Stored items:
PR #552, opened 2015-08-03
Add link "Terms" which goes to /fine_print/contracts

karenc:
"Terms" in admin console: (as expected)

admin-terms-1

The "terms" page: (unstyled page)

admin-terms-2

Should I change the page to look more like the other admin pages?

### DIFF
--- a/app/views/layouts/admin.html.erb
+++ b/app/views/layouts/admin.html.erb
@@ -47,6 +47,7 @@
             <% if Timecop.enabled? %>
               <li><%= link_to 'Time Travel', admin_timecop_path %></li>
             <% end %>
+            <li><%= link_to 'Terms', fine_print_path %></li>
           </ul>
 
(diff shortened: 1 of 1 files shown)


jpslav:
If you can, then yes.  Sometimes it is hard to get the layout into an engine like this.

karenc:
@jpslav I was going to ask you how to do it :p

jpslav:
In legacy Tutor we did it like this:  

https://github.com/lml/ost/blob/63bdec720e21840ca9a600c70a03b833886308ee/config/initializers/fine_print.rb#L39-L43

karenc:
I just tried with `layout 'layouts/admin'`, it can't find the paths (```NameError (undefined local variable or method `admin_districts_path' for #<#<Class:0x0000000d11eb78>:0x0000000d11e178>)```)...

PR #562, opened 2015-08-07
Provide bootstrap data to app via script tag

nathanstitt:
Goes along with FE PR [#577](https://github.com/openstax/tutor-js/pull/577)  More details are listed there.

* * *

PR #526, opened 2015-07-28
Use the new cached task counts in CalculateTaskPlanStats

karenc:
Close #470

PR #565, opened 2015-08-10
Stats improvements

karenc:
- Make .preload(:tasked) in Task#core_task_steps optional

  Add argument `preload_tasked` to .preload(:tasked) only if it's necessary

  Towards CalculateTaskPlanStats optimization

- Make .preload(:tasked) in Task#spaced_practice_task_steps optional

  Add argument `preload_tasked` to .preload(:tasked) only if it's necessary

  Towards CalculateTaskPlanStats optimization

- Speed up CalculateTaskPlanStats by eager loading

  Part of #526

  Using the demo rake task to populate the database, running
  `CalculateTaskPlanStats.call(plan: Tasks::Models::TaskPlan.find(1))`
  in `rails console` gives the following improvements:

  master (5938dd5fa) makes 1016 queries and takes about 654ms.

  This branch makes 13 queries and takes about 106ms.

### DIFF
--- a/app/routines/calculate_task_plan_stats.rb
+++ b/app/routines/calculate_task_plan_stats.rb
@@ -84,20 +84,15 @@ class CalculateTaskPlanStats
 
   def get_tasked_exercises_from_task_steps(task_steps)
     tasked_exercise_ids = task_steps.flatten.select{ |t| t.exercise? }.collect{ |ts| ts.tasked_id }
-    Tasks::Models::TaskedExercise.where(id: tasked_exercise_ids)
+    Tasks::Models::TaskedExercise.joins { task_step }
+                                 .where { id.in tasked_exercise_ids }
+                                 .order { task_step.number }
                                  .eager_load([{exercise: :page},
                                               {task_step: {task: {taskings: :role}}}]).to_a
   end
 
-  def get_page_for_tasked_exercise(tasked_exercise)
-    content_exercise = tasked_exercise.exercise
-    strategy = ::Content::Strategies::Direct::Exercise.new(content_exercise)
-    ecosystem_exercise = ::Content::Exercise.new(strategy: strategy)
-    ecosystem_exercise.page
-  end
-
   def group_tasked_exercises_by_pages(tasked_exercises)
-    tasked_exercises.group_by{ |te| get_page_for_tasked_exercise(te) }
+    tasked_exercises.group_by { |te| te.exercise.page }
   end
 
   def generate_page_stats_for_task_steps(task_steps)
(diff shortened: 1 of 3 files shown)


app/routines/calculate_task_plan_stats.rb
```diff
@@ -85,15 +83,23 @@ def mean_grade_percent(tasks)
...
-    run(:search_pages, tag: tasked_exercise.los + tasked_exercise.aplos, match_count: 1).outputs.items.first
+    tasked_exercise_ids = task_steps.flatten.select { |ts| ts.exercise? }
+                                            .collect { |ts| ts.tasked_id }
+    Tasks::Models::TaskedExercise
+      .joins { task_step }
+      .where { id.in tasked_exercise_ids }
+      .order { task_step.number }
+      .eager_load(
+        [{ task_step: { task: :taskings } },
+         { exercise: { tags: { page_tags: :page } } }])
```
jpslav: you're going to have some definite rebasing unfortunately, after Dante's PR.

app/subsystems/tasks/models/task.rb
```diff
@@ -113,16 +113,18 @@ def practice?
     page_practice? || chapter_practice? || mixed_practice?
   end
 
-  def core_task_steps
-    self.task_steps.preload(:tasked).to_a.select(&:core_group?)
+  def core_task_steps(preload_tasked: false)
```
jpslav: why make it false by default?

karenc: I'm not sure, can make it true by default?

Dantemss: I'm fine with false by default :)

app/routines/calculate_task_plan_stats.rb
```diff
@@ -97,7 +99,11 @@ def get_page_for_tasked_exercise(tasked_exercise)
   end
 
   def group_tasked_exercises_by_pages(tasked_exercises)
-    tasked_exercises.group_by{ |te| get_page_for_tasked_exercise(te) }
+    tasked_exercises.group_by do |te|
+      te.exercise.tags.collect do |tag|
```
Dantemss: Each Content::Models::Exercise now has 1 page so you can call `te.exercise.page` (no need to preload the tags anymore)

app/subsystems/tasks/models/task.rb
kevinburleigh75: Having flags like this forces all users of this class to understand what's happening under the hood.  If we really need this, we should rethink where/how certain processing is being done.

ASSIGNMENT: Given the records above, reproduce precisely and only the lines between the line holding "Stats improvements" and the line holding "Using the demo", inclusive.

TASK OUTPUT:
Stats improvements

karenc:
- Make .preload(:tasked) in Task#core_task_steps optional

  Add argument `preload_tasked` to .preload(:tasked) only if it's necessary

  Towards CalculateTaskPlanStats optimization

- Make .preload(:tasked) in Task#spaced_practice_task_steps optional

  Add argument `preload_tasked` to .preload(:tasked) only if it's necessary

  Towards CalculateTaskPlanStats optimization

- Speed up CalculateTaskPlanStats by eager loading

  Part of #526

  Using the demo rake task to populate the database, running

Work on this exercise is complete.